**Exercise requirements**: For every record here, output an exact copy.

- - - - - - -

PR #1316, opened 2026-08-06
Add InsertWithHint fuzz operation

farhan-syah:
## Summary

Adds `FuzzOperation::InsertWithHint` so the fuzz target exercises `Table::insert_with_hint`. Nothing currently reaches it.

The hint is advisory: it changes how a leaf is split but never what is stored, and a caller may be wrong about the order without any consequence. That property is what wants adversarial coverage, since the fuzzer will freely emit hinted inserts for keys that are not greater than everything already present, interleaved with plain inserts, removals and the rest.

The operation records the same expectation in the reference model as a plain insert, so any divergence in stored data fails the existing comparison. Multimap tables have no insert hints, so it is a no-op there.

## Testing

`cargo fuzz run --sanitizer=none fuzz_redb -- -max_len=10000 -max_total_time=600`: 275255 runs, no crashes.

### DIFF
--- a/fuzz/fuzz_targets/common.rs
+++ b/fuzz/fuzz_targets/common.rs
@@ -112,6 +112,10 @@ pub(crate) enum FuzzOperation {
         key: BoundedU64<KEY_SPACE>,
         value_size: BinomialDifferenceBoundedUSize<MAX_VALUE_SIZE>,
     },
+    InsertWithHint {
+        key: BoundedU64<KEY_SPACE>,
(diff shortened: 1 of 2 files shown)


cberner (approved):

farhan-syah:
Closing this — with `CursorMut` replacing `insert_with_hint`, the operation this adds would be fuzzing an API that is on its way out. If the append policy ends up derived from tree position instead, I will send fuzz coverage for that path rather than reopen this.

PR #1793, opened 2016-04-16
Fixing artifact REST api

josenavas:


antgonza:
👍

qiita_db/handlers/artifact.py
```diff
@@ -124,32 +112,24 @@ def get(self, artifact_id):
...
         -------
         dict
-            Format:
-            {'success': bool,
-             'error': str,
-             'mapping': str}
-             - success: whether the request is successful or not
-             - error: in case that success is false, it contains the error msg
-             - mapping: the filepath to the mapping file
+            {'mapping': str}
```
ElDeveloper: Should this still be a dictionary if it is only a string? i.e. should this function just return the filepath instead?

ElDeveloper: Upon further reading, yeah this makes sense.

PR #1795, opened 2016-04-16
Fixing QiitaClient

josenavas:
Depends on #1794 so review/merge that one first.

The QiitaClient is improved to reduce workload on the plugin developer.

PR #1796, opened 2016-04-16
Fixing BIOM plugin

josenavas:
This depends on #1795 so review/merge that one first


antgonza:
👍 @ElDeveloper, could you take a look?

ElDeveloper:
👍

PR #1799, opened 2016-04-18
Fix target gene type plugin

josenavas:
This depends on https://github.com/biocore/qiita/pull/1796 so review/merge that one first.

PR #1800, opened 2016-04-18
Fix target gene plugin

josenavas:
This depends on https://github.com/biocore/qiita/pull/1799 so review/merge that one first


antgonza:
👍 @ElDeveloper, could you take a look?

ElDeveloper:
👍

PR #1804, opened 2016-04-19
Fix 1783: display EBI values

antgonza:
This adds to the study page the EBI status and links once it's successful and also adds the status of the preps. After discussing with @ackermag we agreed that for the preps displaying a message was enough => not displaying all the accessions.


josenavas:
👍

qiita_pet/templates/study_ajax/prep_summary.html
```diff
@@ -353,7 +353,10 @@
 <!-- #samples and #columns -->
 <div class="row">
   <div class="col-md-12">
-    There are <b>{{num_samples}}</b> samples and <b>{{num_columns}}</b> columns in this preparation.
+    There are <b>{{num_samples}}</b> samples and <b>{{num_columns}}</b> columns in this preparation.</br>
+    {% if ebi_experiment_accessions %}
+      <b>EBI status: </b> Submitted
```
ElDeveloper: We have other statuses available right? Any reason why we are not showing the current status instead of just Submitted?

ElDeveloper:
This looks fine 👍

qiita_pet/templates/study_ajax/prep_summary.html
antgonza: Not really, this is for preps. This is, the study is what's being submitted/updated and the prep is only submitted/not-submitted and we know is submitted if the samples have ebi_experiment_accessions.

ElDeveloper: Got it.

PR #1806, opened 2016-04-22
Do not delete jobs when the artifact is removed

josenavas:
This will prevent one of the errors appearing in the system, while at the same time we will be able to gather some information about system usage, % of jobs failed, etc.

This can be useful for multiple reasons: check which commands the users use more, which is the command that generates more errors so we need to improve docs or the command itself, or even report utilization of the system in general.


antgonza:
👍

- - - - - - -

**Answer space**:
PR #1316, opened 2026-08-06
Add InsertWithHint fuzz operation

farhan-syah:
## Summary

Adds `FuzzOperation::InsertWithHint` so the fuzz target exercises `Table::insert_with_hint`. Nothing currently reaches it.

The hint is advisory: it changes how a leaf is split but never what is stored, and a caller may be wrong about the order without any consequence. That property is what wants adversarial coverage, since the fuzzer will freely emit hinted inserts for keys that are not greater than everything already present, interleaved with plain inserts, removals and the rest.

The operation records the same expectation in the reference model as a plain insert, so any divergence in stored data fails the existing comparison. Multimap tables have no insert hints, so it is a no-op there.

## Testing

`cargo fuzz run --sanitizer=none fuzz_redb -- -max_len=10000 -max_total_time=600`: 275255 runs, no crashes.

### DIFF
--- a/fuzz/fuzz_targets/common.rs
+++ b/fuzz/fuzz_targets/common.rs
@@ -112,6 +112,10 @@ pub(crate) enum FuzzOperation {
         key: BoundedU64<KEY_SPACE>,
         value_size: BinomialDifferenceBoundedUSize<MAX_VALUE_SIZE>,
     },
+    InsertWithHint {
+        key: BoundedU64<KEY_SPACE>,
(diff shortened: 1 of 2 files shown)


cberner (approved):

farhan-syah:
Closing this — with `CursorMut` replacing `insert_with_hint`, the operation this adds would be fuzzing an API that is on its way out. If the append policy ends up derived from tree position instead, I will send fuzz coverage for that path rather than reopen this.

PR #1793, opened 2016-04-16
Fixing artifact REST api

josenavas:


antgonza:
👍

qiita_db/handlers/artifact.py
```diff
@@ -124,32 +112,24 @@ def get(self, artifact_id):
...
         -------
         dict
-            Format:
-            {'success': bool,
-             'error': str,
-             'mapping': str}
-             - success: whether the request is successful or not
-             - error: in case that success is false, it contains the error msg
-             - mapping: the filepath to the mapping file
+            {'mapping': str}
```
ElDeveloper: Should this still be a dictionary if it is only a string? i.e. should this function just return the filepath instead?

ElDeveloper: Upon further reading, yeah this makes sense.

PR #1795, opened 2016-04-16
Fixing QiitaClient

josenavas:
Depends on #1794 so review/merge that one first.

The QiitaClient is improved to reduce workload on the plugin developer.

PR #1796, opened 2016-04-16
Fixing BIOM plugin

josenavas:
This depends on #1795 so review/merge that one first


antgonza:
👍 @ElDeveloper, could you take a look?

ElDeveloper:
👍

PR #1799, opened 2016-04-18
Fix target gene type plugin

josenavas:
This depends on https://github.com/biocore/qiita/pull/1796 so review/merge that one first.

PR #1800, opened 2016-04-18
Fix target gene plugin

josenavas:
This depends on https://github.com/biocore/qiita/pull/1799 so review/merge that one first


antgonza:
👍 @ElDeveloper, could you take a look?

ElDeveloper:
👍

PR #1804, opened 2016-04-19
Fix 1783: display EBI values

antgonza:
This adds to the study page the EBI status and links once it's successful and also adds the status of the preps. After discussing with @ackermag we agreed that for the preps displaying a message was enough => not displaying all the accessions.


josenavas:
👍

qiita_pet/templates/study_ajax/prep_summary.html
```diff
@@ -353,7 +353,10 @@
 <!-- #samples and #columns -->
 <div class="row">
   <div class="col-md-12">
-    There are <b>{{num_samples}}</b> samples and <b>{{num_columns}}</b> columns in this preparation.
+    There are <b>{{num_samples}}</b> samples and <b>{{num_columns}}</b> columns in this preparation.</br>
+    {% if ebi_experiment_accessions %}
+      <b>EBI status: </b> Submitted
```
ElDeveloper: We have other statuses available right? Any reason why we are not showing the current status instead of just Submitted?

ElDeveloper:
This looks fine 👍

qiita_pet/templates/study_ajax/prep_summary.html
antgonza: Not really, this is for preps. This is, the study is what's being submitted/updated and the prep is only submitted/not-submitted and we know is submitted if the samples have ebi_experiment_accessions.

ElDeveloper: Got it.

PR #1806, opened 2016-04-22
Do not delete jobs when the artifact is removed

josenavas:
This will prevent one of the errors appearing in the system, while at the same time we will be able to gather some information about system usage, % of jobs failed, etc.

This can be useful for multiple reasons: check which commands the users use more, which is the command that generates more errors so we need to improve docs or the command itself, or even report utilization of the system in general.


antgonza:
👍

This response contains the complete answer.